◆ TASK STATEMENT:
Below are records. Copy every line with "from" in it.

◆ DATASET CONTENT:
PR #20, opened 2020-08-24
Implemented more packets and packet tests.

Seb-stian:
I implemented the rest of deserialization, including tests.

### DIFF
--- a/Obsidian/Serializer/Enums/DataType.cs
+++ b/Obsidian/Serializer/Enums/DataType.cs
@@ -20,7 +20,13 @@
         EntityMetadata,
         Slot,
         NbtTag,
+        /// <summary>
+        /// Position serialized as an Int64.
+        /// </summary>
         Position,
+        /// <summary>
+        /// Position serialized as three double values.
+        /// </summary>
         AbsolutePosition,
         Transform,
         SoundPosition,
--- a/Obsidian/Serializer/Enums/DataType.cs
+++ b/Obsidian/Serializer/Enums/DataType.cs
@@ -2,7 +2,7 @@
 {
     public enum DataType
     {
-        Auto = 0,
+        Auto,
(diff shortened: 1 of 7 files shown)


Obsidian/Serializer/Enums/DataType.cs
```diff
@@ -2,7 +2,7 @@
 {
     public enum DataType
     {
-        Auto = 0,
+        Auto,
```
Craftplacer, line 5: Was the null redundant?

Obsidian/Serializer/Enums/DataType.cs
```diff
@@ -21,10 +21,14 @@ public enum DataType
         Slot,
         NbtTag,
         Position,
+        AbsolutePosition,
```
Craftplacer, line 30: Mind telling what's the difference between Position and AbsolutePosition?

Craftplacer (approved):

Obsidian/Serializer/Enums/DataType.cs
Tides: Absolute position uses the Position class but se/de-serializes by reading/writing the x, y and z separately while Position would usually mean you're getting/writing the values from/to a long

Craftplacer: Hmm, weird name choice.
Might be worth documenting this encoding on the enum value?

Tides: Sounds good, lets do that

Tides (approved):

Obsidian/Serializer/Enums/DataType.cs
Seb-stian: The 0 was redundant, yes.

PR #43, opened 2020-11-02
Fiddling with MainCommandModule & console stuffs

Czompi:
**Modified commands**
- Added command usage argument to CommandInfo
- Added #region for every command
- Added command info for every command
- Reworked /help command
- Added /gamemode command
- Added /stop command, that will stop the server (like in vanilla-based servers)
- Added SendCommandUsage(string) function to easily display command usage (without duplicating this code for every scenario).


Naamloos (approved):
Seems fine, though usage _could_ be constructed using the parameters given in a command. oh right, overloads lol

PR #47, opened 2020-11-04
Packet changes 2.0

Tides:
This removes the abstract class Packet and makes packet use a new Interface called IPacket ^ ^


Obsidian/Util/PacketHandler.cs
```diff
@@ -67,528 +37,69 @@ public static async Task<Packet> ReadCompressedPacketAsync(MinecraftStream strea
...
-                                break;
-
-                            case BlockFace.East:
-                                location.X += 1;
-                                break;
-
-                            default:
-                                break;
-                        }
+        public static void RegisterHandlers()
```
Naamloos, line 44: an idea: we could make an attribute for packets with an id and define default behavior for IPacket.Id to return the attribute's value. But keep it like this for now, I'll experiment with it once it hits stable.

Naamloos (approved):

PR #59, opened 2020-11-11
Small permission system update

roxxel:


Naamloos (changes requested):
Perhaps more useful would be a HasAllPermissions method?

If you're not willing to add it to this PR just say so and it's ready to merge.

roxxel:
> Perhaps more useful would be a HasAllPermissions method?
> 
> If you're not willing to add it to this PR just say so and it's ready to merge.

Okay, i'll add it, also what about having both HasAnyPermission and HasAllPermissions methods, and attributes as well?

TheBunnies:
Both **HasAnyPermission** and **HasAllPermissions** are useful, separate attributes are required ofc. And I was actually thinking if it's better to move **HasAllPermissions** and **HasAnyPermissions** to the extension methods.

Obsidian.API/CommandFramework/Attributes/RequirePermissionAttribute.cs
```diff
@@ -6,21 +6,22 @@ namespace Obsidian.Commands
...
 
         public override async Task<bool> RunChecksAsync(ObsidianContext ctx)
         {
             if (this.op && ctx.Player.IsOperator)
                 return true;
 
-            if (this.permission != "")
-                return await ctx.Player.HasPermission(permission.ToLower());
+            if (this.permissions != null)
+                return await ctx.Player.HasAnyPermission(permissions);
```
Craftplacer: Wouldn't we expect that all permissions match? Maybe an enum for telling Obsidian if you want to match All, Any or None permissions.

e.g.
`[RequirePermissions(PermissionCheckType.All, "obsidian.shitpost", "obsidian.anime")]`

I won't require to add this, just document it somewhere using xmldocs.

Craftplacer (approved):

Obsidian.API/CommandFramework/Attributes/RequirePermissionAttribute.cs
Naamloos: Craft is right, the attribute should check ALL perms by default, not ANY.

TheBunnies: Yep, that's actually a good idea.

Obsidian.API/CommandFramework/ArgumentParsers/StringArgumentParser.cs
```diff
@@ -1,7 +1,4 @@
-﻿using Obsidian.CommandFramework.Entities;
```
Naamloos, line 1: It wasn't necessary to remove unused usings in the same Pull Request..

Obsidian.API/CommandFramework/Attributes/RequirePermissionAttribute.cs
```diff
@@ -0,0 +1,31 @@
...
+
+namespace Obsidian.Commands
+{
+    public class RequirePermissionAttribute : BaseExecutionCheckAttribute
+    {
+        private string[] permissions;
+        private PermissionCheckType checkType;
+        private bool op;
+
+        public RequirePermissionAttribute(PermissionCheckType checkType = PermissionCheckType.All, bool op = false, params string[] permissions)
```
Naamloos, line 13: please default op to true

Obsidian/Net/Packets/Play/Client/EntityVelocity.cs
```diff
@@ -1,12 +1,12 @@
...
+﻿using Obsidian.API;
 using Obsidian.Entities;
+using Obsidian.Serializer.Attributes;
+using Obsidian.Serializer.Enums;
 using System.Threading.Tasks;
 
 namespace Obsidian.Net.Packets.Play.Client
 {
-    public class EntityVelocity :  IPacket
+    public class EntityVelocity : IPacket
```
Naamloos, line 9: Can you please next time you make a PR _not_ do this stuff? At least do it in a separate PR because this is hell to review :p

Obsidian/WorldData/World.cs
```diff
@@ -94,6 +94,55 @@ public async Task UpdateClientChunksAsync(Client c, bool forcereload = false)
...
+                    if (chk is null)
+                    {
+                        chunksToGen.Add(new Position(cx, 0, cz));
+                    }
+                    else
+                    {
+                        await c.SendChunkAsync(chk);
+                    }
+                }
+            }
```
Naamloos, line 131: did you re-add removed methods???

Obsidian/WorldData/World.cs
```diff
@@ -376,6 +429,7 @@ internal void SetWorldSpawn()
                             if (by > 58 && (block.Type == Materials.GrassBlock || block.Type == Materials.Sand))
                             {
                                 Data.SpawnX = bx;
+                                Data.SpawnY = by + 1;
```
Naamloos, line 432: what??

Naamloos (changes requested):
Next time you open a PR, don't touch indentation and usings. it's hell to review and I'm not even sure we can merge this now without conflicts..

along with that, you seem to have readded methods that were removed from world.cs.

Please also change the op parameter of the Permission attribute to default to true.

◆ RESULT OF THE TASK:
Tides: Absolute position uses the Position class but se/de-serializes by reading/writing the x, y and z separately while Position would usually mean you're getting/writing the values from/to a long
along with that, you seem to have readded methods that were removed from world.cs.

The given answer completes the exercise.